题目要求我们完成2个挑战,每个挑战会先让我们发送2个m,靶机会返回特定计算后的结果,然后让我们计算靶机给出的m的计算后的结果。
这里我们并不需要计算出准确的x和y,只需要得到一个等效的x,y,使得我们的计算结果和靶机上的基本都是一样的就好了。
我的想法是,对于一个二进制的数m,比如10101,靶机会计算$(m|x)+(m|y)$,对于第i位比特位,假如$m_i$是0,那么返回的结果中的第i位就会是$x_i+y_i$,而如果$m_i$是1,那么返回的结果中的第i位就会是$1+1$,就一定是0,同时往前进一位。

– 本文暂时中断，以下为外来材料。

PR #10822, opened 2026-05-16
fix(cli): clean up connector plugin command sandboxes

saoudrizwan:
This PR follows up on the plugin discovery work from PR #10819. That PR moved plugin slash command discovery onto the sandbox backed plugin loader so interactive CLI command discovery uses the same production loading model as the agent runtime.

That change also meant createWorkspaceChatCommandHost can now return command handlers that proxy into a live plugin sandbox process. The interactive runtime already keeps the returned shutdown callback and calls it during cleanup, but the connector adapters were still using the older call pattern where they only kept the chat command host.

The important distinction is that plugin command discovery is not just static metadata. The host registers executable command handlers, and sandbox backed command handlers need the sandbox process to remain alive until the host is no longer used. If a long-lived connector starts with plugin slash commands and then stops, it needs to close that sandbox just like it closes its server, streams, bot runtime, and hub client.

This PR makes that lifecycle explicit by changing createWorkspaceChatCommandHost so shutdown is always a callable function. Successful sandbox backed command hosts return the real sandbox shutdown callback. Empty, failed, or already cleaned up paths return a no-op shutdown. This removes the optional lifecycle footgun and gives every caller the same simple contract.

The connector adapters for Slack, Discord, Google Chat, Linear, Telegram, and WhatsApp now capture shutdownPluginChatCommands and call it from their existing shutdown paths. Discord also has an early gateway startup failure path after the command host has been created, so that path now shuts down plugin commands before returning.

The implementation intentionally avoids a larger abstraction. Each adapter already has one clear cleanup sequence, so the smallest reliable fix is to wire this new resource into those sequences. This keeps sandbox backed command loading as the default while making the ownership explicit for the long-lived connector processes.

### DIFF
--- a/sdk/apps/cli/src/connectors/adapters/discord.ts
+++ b/sdk/apps/cli/src/connectors/adapters/discord.ts
@@ -530,10 +530,11 @@ class DiscordConnector extends ConnectorBase<
 		});
 		await userInstructionService.start().catch(() => undefined);
 		const commandCwd = startRequest.cwd || process.cwd();
-		const { host: chatCommandHost } = await createWorkspaceChatCommandHost({
-			cwd: commandCwd,
-			workspaceRoot: startRequest.workspaceRoot || commandCwd,
-		});
+		const { host: chatCommandHost, shutdown: shutdownPluginChatCommands } =
+			await createWorkspaceChatCommandHost({
+				cwd: commandCwd,
+				workspaceRoot: startRequest.workspaceRoot || commandCwd,
+			});
 		const { url: rpcAddress, authToken: rpcAuthToken } =
 			await ensureCliHubServer(
 				startRequest.workspaceRoot || startRequest.cwd || process.cwd(),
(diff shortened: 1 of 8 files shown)


dominiccooney:
This leak is still present on current `main`: `createWorkspaceChatCommandHost()` returns the loaded plugin registry's `shutdown`, but the six connector adapters destructure only `host`, so the sandbox is not disposed when the connector stops.

Could you rebase the required-shutdown contract onto `apps/cli` and wire it through every connector lifecycle? Please account for normal stop, startup failure after the host loads, connector error, signal/cancel, and repeated cleanup; shutdown should be idempotent and a sandbox failure must not prevent the connector's remaining resources from closing. A shared connector-owned cleanup stack would be preferable to six subtly different orderings if the current adapter boundary supports it.

Tests should exercise the real plugin host plus at least one representative connector through startup failure and normal shutdown, and enumerate all adapters to ensure each enrolls the resource. Thank you for finding the leak and making the cleanup value non-optional.

PR #10829, opened 2026-05-17
fix(cli): restore initialism @search matching

### LINKED ISSUE #10798: Cline TUI: No longer able to @search for a file by typing only the initials
### Plugin Type

CLI

### Cline Version

3.0.3

### Beta version

### What happened?

In the prompt, you used to be able to add a file as part of the prompt by typing the initials.

For example, MyAmazingClassDefinition.js could be referenced by typing 

"@-M-A-C-D" and it would show up as a search result. This is no longer ther case. The first result in the search is not this class.

### Steps to reproduce

_No response_

### Provider/Model

n/a

### System Information

macOS

zerone0x:
## Summary
Fixes #10798

Restore TUI @search initialism matching by asking host indexes for an unfiltered candidate seed set and keeping fuzzy ranking in core.

## Changes
- stop forwarding non-empty mention queries to host-native workspace search
- add a regression test covering initialism-style host index requests

### DIFF
--- a/src/services/search/file-search.ts
+++ b/src/services/search/file-search.ts
@@ -163,14 +163,18 @@ const GRPC_STATUS_UNIMPLEMENTED = 12
  * doesn't implement the RPC / the index is unavailable. Returning `[]` is
  * authoritative — caller does not fall back to ripgrep.
  */
-async function executeHostIndexForFiles(
+export async function executeHostIndexForFiles(
 	query: string,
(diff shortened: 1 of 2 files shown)


saoudrizwan:
Thank you for the PR, we decided to make our lives easy and use fzf. Closing in favor of https://github.com/cline/cline/pull/10909

PR #10841, opened 2026-05-18
fix(sdk): fix ChatGPT OAuth model catalog

saoudrizwan:
### Related Issue

Issue: #XXXX

### Description

The ChatGPT subscription provider (`openai-codex`) was still using a stale curated model fallback. That meant SDK/CLI model pickers could lag behind what ChatGPT OAuth actually supports, including newer models such as `gpt-5.5`.

I pulled latest OpenCode and checked how they handle this path. OpenCode still uses models.dev/OpenAI as the source catalog, but it layers a ChatGPT OAuth compatibility filter on top of the OpenAI provider when OAuth auth is active. Their current Codex plugin allows the current ChatGPT/Codex model ids and also has a forward-compatible rule for future `gpt-X.Y` versions newer than `gpt-5.4`.

This PR aligns Cline with that approach while keeping our provider architecture intact:

- Adds a shared `filterOpenAICodexModels` helper in `@cline/llms`.
- Keeps models.dev as the source of model metadata.
- Filters `openai-codex` bundled models through the OpenCode-style compatibility rule.
- Applies the same filter to live models.dev refreshes, so startup refresh and bundled fallback do not drift.
- Maps `openai-codex` to the OpenAI native generated catalog key for live catalog resolution.
- Preserves the ChatGPT backend token limits OpenCode applies for `gpt-5.5` models.

This avoids spawning Codex CLI, avoids querying private app-server model endpoints during provider resolution, and avoids showing the full OpenAI API key model surface for ChatGPT OAuth.

### Test Procedure

I tested the change at the SDK package boundary and the core provider-defaults boundary:

```bash
bun test src/providers/builtins.test.ts src/catalog/catalog-live.test.ts
bun -F @cline/core test:unit src/services/llms/provider-defaults.test.ts
bun -F @cline/llms typecheck
bun -F @cline/core typecheck
sleep 1 && git diff --check
```

The pre-commit hook also ran successfully during commit and completed the repo type checks plus Biome checks for the staged files.

The tests cover both bundled catalog behavior and live models.dev refresh behavior. They verify that ChatGPT OAuth includes the OpenCode-aligned models such as `gpt-5.5`, `gpt-5.5-pro`, `gpt-5.2`, `gpt-5.3-codex`, `gpt-5.3-codex-spark`, `gpt-5.4`, and `gpt-5.4-mini`, while excluding models outside the ChatGPT OAuth compatibility rule such as `gpt-5.4-nano` and `o3`.

### Type of Change

-   [ ] ♻️ Refactor Changes
-   [ ] 💅 Cosmetic Changes
-   [ ] 🏃 Workflow Changes

### Pre-flight Checklist

### Screenshots

Not applicable. This is an SDK/provider catalog change with no direct UI rendering changes.

### Additional Notes

The OpenCode reference point is their latest `packages/opencode/src/plugin/codex.ts` behavior after pulling `origin/dev`: OAuth auth uses an OpenAI provider model hook that keeps a known compatible model set plus future `gpt-X.Y` models above `5.4`, and adjusts `gpt-5.5` limits for the ChatGPT backend.

### DIFF
--- a/sdk/packages/core/src/services/llms/provider-defaults.test.ts
+++ b/sdk/packages/core/src/services/llms/provider-defaults.test.ts
@@ -48,6 +48,66 @@ describe("resolveProviderConfig", () => {
 		);
 	});
 
+	it("uses the live OpenAI catalog for ChatGPT subscription models", async () => {
+		vi.stubGlobal(
+			"fetch",
+			vi.fn(async () => {
+				return new Response(
+					JSON.stringify({
+						openai: {
+							models: {
+								"gpt-5.6-live": {
+									name: "GPT-5.6 Live",
+									tool_call: true,
+									reasoning: true,
+									family: "gpt",
+									release_date: "2027-01-01",
+								},
+								"gpt-5.4-live": {
+									name: "GPT-5.4 Live",
+									tool_call: true,
+									reasoning: true,
+									family: "gpt",
+									release_date: "2027-01-02",
+								},
+								"gpt-5.4-nano": {
+									name: "GPT-5.4 nano",
+									tool_call: true,
+									reasoning: true,
+									family: "gpt-nano",
+									release_date: "2027-01-03",
+								},
+								"o-live": {
+									name: "o live",
+									tool_call: true,
+									reasoning: true,
+									family: "o",
+									release_date: "2027-01-04",
+								},
+							},
+						},
+					}),
+					{
+						status: 200,
+						headers: { "content-type": "application/json" },
+					},
+				);
+			}),
+		);
+
+		const resolved = await resolveProviderConfig("openai-codex", {
+			loadLatestOnInit: true,
+			failOnError: false,
+			cacheTtlMs: 0,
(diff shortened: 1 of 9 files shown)


robinnewhouse:
Reviewed the three related PRs together. This architecture looks right to me.

The important bit is that `openai-codex` is now a ChatGPT OAuth compatibility-filtered view over the OpenAI/models.dev catalog, rather than a provider that depends on private app-server model refresh during startup/config resolution. That keeps models.dev as the source of truth, avoids exposing the full OpenAI API-key model surface, and removes the startup path that could spawn Codex app-server.

The tradeoff is losing account-specific model discovery during startup, but I think that is the right tradeoff. If we need account-specific entitlements later, I’d make that an explicit/lazy model-picker refresh, not part of provider config resolution.

Non-blocking follow-up: add explicit test assertions for the `gpt-5.5` `maxTokens: 128_000` override alongside the existing `contextWindow` / `maxInputTokens` assertions.

PR #10884, opened 2026-05-19
fix: Speed up CLI plugin loading and config toggles  ENG-2082

abeatrix:
### Related Issue

**Issue:** #XXXX

### Description

Load sandboxed plugins concurrently during initialization while preserving existing duplicate override ordering. Update plugin tool discovery to use a single sandbox per listing and cache descriptor results by plugin path stats, provider, and model.

Make CLI plugin/tool config toggles persistence-only from the data loader and update the TUI optimistically, avoiding full config reloads and repeated plugin imports when users disable tools or plugins.

Also reload config data with plugin tools included when a plugin action does not return updated data. This keeps the config view in sync and clears stale plugin tool errors after refresh.

### Type of Change

-   [ ] ♻️ Refactor Changes
-   [ ] 💅 Cosmetic Changes
-   [ ] 🏃 Workflow Changes

### Pre-flight Checklist


sdk/apps/cli/src/tui/components/dialogs/config-dialogs.tsx
```diff
@@ -52,6 +56,7 @@ export function ExtDetailContent(
 			);
 			setItem(nextItem ?? { ...item, enabled: !item.enabled });
 		} catch (error) {
+			setItem(previousItem);
```
BarreiroT, line 64: Hmm, should we disable toggling while this is loading? I wonder if the current set-up might lead to some weird flickering if you touch it a few times

sdk/apps/cli/src/tui/components/dialogs/config-dialogs.tsx
```diff
@@ -33,7 +33,11 @@ export function ExtDetailContent(
 		) {
 			return;
 		}
+		const previousItem = item;
 		setToggleError(undefined);
+		if (typeof item.enabled === "boolean") {
+			setItem({ ...item, enabled: !item.enabled });
+		}
 		try {
 			const nextData = await props.onToggleConfigItem(item, {
```
BarreiroT, line 42: Won't this be undefined now? Seems like we don't need the lines that follow

abeatrix: > Seems like we don't need the lines that follow

Which line are you referring to?

BarreiroT: These:
```
			const nextItem = [
				...(nextData?.workflows ?? []),
				...(nextData?.rules ?? []),
				...(nextData?.skills ?? []),
				...(nextData?.hooks ?? []),
				...(nextData?.agents ?? []),
				...(nextData?.plugins ?? []),
				...(nextData?.mcp ?? []),
				...(nextData?.tools ?? []),
			].find(
				(candidate) => candidate.id === item.id && candidate.path === item.path,
			);
			setItem(nextItem ?? { ...item, enabled: !item.enabled });
```

sdk/apps/cli/src/tui/components/dialogs/config-dialogs.tsx
abeatrix: Oh yea I can do it in a follow-up where we add a debounce or a loading UI!

sdk/apps/cli/src/tui/components/dialogs/config-dialogs.tsx
abeatrix: updated to add nextData check

sdk/packages/core/src/services/plugin-tools.ts
```diff
@@ -58,60 +137,83 @@ export async function listPluginToolsWithDiagnostics(input: {
...
-				message: error instanceof Error ? error.message : String(error),
-				stack: error instanceof Error ? error.stack : undefined,
-			});
-		} finally {
-			await sandboxed?.shutdown().catch(() => {
-				// Best effort cleanup after contribution discovery.
-			});
 		}
+	} catch (error) {
+		failures = pluginPaths.map((pluginPath) => ({
```
BarreiroT, line 196: Hmm, if `loadSandboxedPlugins` throws, we could end up caching the whole thing with failures. Does it make sense to only cache if a specific plugin failed?

BarreiroT (approved):

sdk/packages/core/src/services/plugin-tools.ts
abeatrix: let's see what kind of error would it catch and decide how we want to present them?

PR #10887, opened 2026-05-19
fix(cli): handle Cline account auth error code

saoudrizwan:
### Related Issue

Issue: #XXXX

### Description

This PR changes Cline account re-authentication failures from a string-matched error path into a typed SDK error-code path that the CLI can handle directly.

The original CLI behavior could surface low-level provider text such as `Error: cline requires re-authentication.` when the Cline provider needed the user to sign back in. The TUI only had the raw message available, so the first approach would have required parsing error strings in the client. That felt brittle because provider and SDK messages are not a stable API.

The approach here is intentionally small:

- Add `SDK_ERROR_CODES.ClineAccountAuthRequired` and typed helpers in the shared SDK agent types.
- Attach `errorCode` to agent error events when a coded error reaches the runtime event adapter.
- Throw the coded auth error from the local runtime host when Cline OAuth needs re-authentication.
- Use the same coded error for CLI account service paths where no valid Cline credentials are available.
- In the TUI, check the typed SDK error code and show a friendlier account prompt with `/account` guidance.
- Render optional help text under chat error entries so the account-specific action can be shown without changing generic error behavior.

I kept the account-auth presentation inline at the call sites instead of adding a separate helper module and standalone tests. The only new test coverage left is at meaningful behavior boundaries: CLI account error creation and runtime event code propagation.

### Test Procedure

Ran the shared build because core consumes the built shared package output:

```sh
bun run build
```

From `sdk/packages/shared`:

```sh
bun run typecheck
```

From `sdk/apps/cli`:

```sh
bun vitest run --config vitest.config.ts src/tui/cline-account.test.ts
bun run typecheck
```

From `sdk/packages/core`:

```sh
bun vitest run --config vitest.config.ts src/runtime/orchestration/runtime-event-adapter.test.ts
bun run typecheck
```

Also ran:

```sh
git diff --check
```

The main risk is accidentally changing generic error rendering or account dialog error classification. Generic errors still render the same unless `help` is present, and the account dialog only switches to the unauthenticated state for the explicit SDK code.

### Type of Change

-   [ ] Refactor Changes
-   [ ] Cosmetic Changes
-   [ ] Documentation update
-   [ ] Workflow Changes

### Pre-flight Checklist

### Screenshots

N/A. This is a TUI error rendering path and was validated with focused unit tests and typechecks.

### Additional Notes

This PR is opened as a draft for now.


dominiccooney:
The CLI still has the FIXME this PR aimed to remove: account auth state is classified by matching error text. Please retarget the fix to the current shared runtime contract, but make the code a first-class serializable field rather than attaching it only to `Error`.

`serializeAgentEvent()` currently reduces an Error to name/message/stack, and hub `runtime.chat.failed` payloads flatten failures again, so an Error property would disappear across persisted/RPC paths. Define a stable error-code field on the runtime failure/result and `AgentErrorEvent`, carry it through the runtime adapter, session event serialization, hub/WebSocket envelopes, connectors, and CLI consumers, and preserve unknown string codes for forward compatibility. Cline-account auth-required can then be the first declared code without making the transport union reject newer producers.

Tests should cross the real boundaries: direct account loading, local streamed run failure, serialized/persisted event round-trip, hub-backed run failure, and CLI account/dialog recovery. They should also prove an unknown code survives unchanged and an uncoded error keeps the current generic presentation.

PR #3044, opened 2021-10-07
bug: fix dask dispatch

### LINKED ISSUE #3042: bug: isolated dask backend tests fail due to removed imports
For some reason lines 6 and 8 here: https://github.com/ibis-project/ibis/commit/a1262410310bb4d638a73e1cdfbe93c2b4089905#diff-96d84d9b6e9e84a2be7a046dc9853df1ca5fc6e894307339b02cd61e666c0149L6-L8

were removed.

This causes dasks tests to fail when they are run in isolation from other tests that (transitively) import from the pandas backend.

This is both a ci bug and a bug in the code, since we're not testing backends independently. Perhaps unsurprisingly I discovered the bug in #2937, which fixes the CI part of this problem.

cpcloud:
This PR adds a necessary import to use the dask backend whose import was broken
by #3030.

We should cut a 2.0.1 release fairly soon so that dask users aren't upgrading
to a broken release.

Fixes #3042.

### DIFF
--- a/ibis/backends/dask/__init__.py
+++ b/ibis/backends/dask/__init__.py
@@ -6,6 +6,9 @@ import pandas as pd
 import toolz
 from dask.base import DaskMethodsMixin
 
+# import the pandas execution module to register dispatched implementations of
+# execute_node that the dask backend will later override
+import ibis.backends.pandas.execution  # noqa: F401
 import ibis.common.exceptions as com
 import ibis.config
 import ibis.expr.schema as sch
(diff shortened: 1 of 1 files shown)


cpcloud:
I think we should just cut a new minor release in a couple weeks after shaking out some more bugs.

jreback:
> I think we should just cut a new ~minor~ patch release in a couple weeks after shaking out some more bugs.

oh a 2.1? e.g. no breaking changes?

cpcloud:
@jreback Not 2.1, but 2.0.1.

那么对于一个01交替的二进制数m来说,这里假设还是10101,对于它的计算结果r,如果$m_0$(最低位)是0,同时$r_0$是0,那么$x_0$和$y_0$就可能都是0,或者都是1,那么我们再看$r_{1}$,如果也是0,那么就证明在$r_0$的计算中没有进位,那么$x_0$和$y_0$就只可能都是0,反之则都是1。
如果$r_0$是1,那么就证明$x_0$和$y_0$中有一个1,而我们可以任意让其中一个是1即可,因为不管哪个是1,这不影响计算结果。
然后我们会注意到如果$m_i$为1的时候会向前进一位,但这也只是让我们上面的结果稍稍改变了一下,并不会使得$x_{i+1}$和$y_{i+1}$变的不确定。
在这种构造下,我们就可以得到x和y一半的比特位了(这里的x,y指等效的x,y),然后我们对m按位取反即可得到另一半比特位。
这个过程可以交给z3来完成。
然后对于第二部分z3仍然可以求解,我做的时候没有仔细的去思考过,只是想试试z3还能不能做,然后准确率竟然比第一部分还高,很神奇。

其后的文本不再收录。